I'm using cloudflare as a reverse proxy in front of AppEngine. Hence, in GCP Logging request log, the IP being logged is Cloudflare's.
Behind cloudflare, the actual user IP is req.headers['x-forwarded-for'].split(',')[0]
, so I've been trying to work through Google Logging log correlation to get it right (in an express middleware):
const forwardedForHeader = req.headers['x-forwarded-for']
const userIp = forwardedForHeader ? forwardedForHeader.split(',')[0] : req.ip
res.on('finish', () => {
logger.info(req.originalUrl, {
httpRequest: {
status: res.statusCode,
requestUrl: req.originalUrl,
requestMethod: req.method,
remoteIp: userIp,
},
remoteIp: userIp, // workaround to get remote IP as metadata - GAE has everything else
})
})
LOGGING_SPAN_KEY
& LOGGING_TRACE_KEY
are both set properly.
Unfortunately, I'm still getting 2 log entries (GAE generated 1 in request log; mine generated as above).
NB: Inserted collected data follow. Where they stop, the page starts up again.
PR #343, opened 2020-07-26
Replaced first example in Introduction

NataliaTepluhina:
Following the reasoning in https://github.com/vuejs/docs-next/issues/253, I've replaced the first example with Vue component with a reactive property changing over time. I'm still not sure if it's the best decision so would be open to hearing your opinions

Close https://github.com/vuejs/docs-next/issues/253

### DIFF
--- a/src/.vuepress/components/FirstExample.vue
+++ b/src/.vuepress/components/FirstExample.vue
@@ -1,0 +1,31 @@
+<template>
+  <div class="demo">Counter: {{ counter }}</div>
+</template>
+
+<script>
+export default {
+  data() {
+    return {
+      counter: 0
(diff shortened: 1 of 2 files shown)


bencodezen:
Nice job on this @NataliaTepluhina! Do you think it would be worth adding a pause / resume button on the example since it technically run infinitely? And to be clear, I don't think we should add it to the code snippet itself, but just on the rendered version as a UX enhancement.

NataliaTepluhina:
Thanks @bencodezen! Makes sense to me, will add a button 👍🏻

NataliaTepluhina:
@bencodezen fix applied!

Issue #342, opened 2020-07-26
V-model Modifiers Confusion


joezimdelta:
https://v3.vuejs.org/guide/component-custom-events.html#handling-v-model-modifiers says 

> In 2.x, we have hard-coded support for modifiers like .trim on component v-model. However, it would be more useful if the component can support custom modifiers. In 3.x, modifiers added to a component v-model will be provided to the component via the modelModifiers prop:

Is there any way to get the actual user ip in the request log ?
CodePudding user response:
You can take a look into this article: How does Cloudflare handle HTTP Request headers?
To restore original visitor IP addresses at your origin web server, Cloudflare recommends your logs or applications look at CF-Connecting-IP or True-Client-IP instead of X-Forwarded-For since CF-Connecting-IP and True-Client-IP have a consistent format containing only one IP.
I hope this is useful.
CodePudding user response:
You can take a look in this documetn Setting Up Cloud Logging for Node.js. Here explains the popular Bunyan and Winston logging libraries.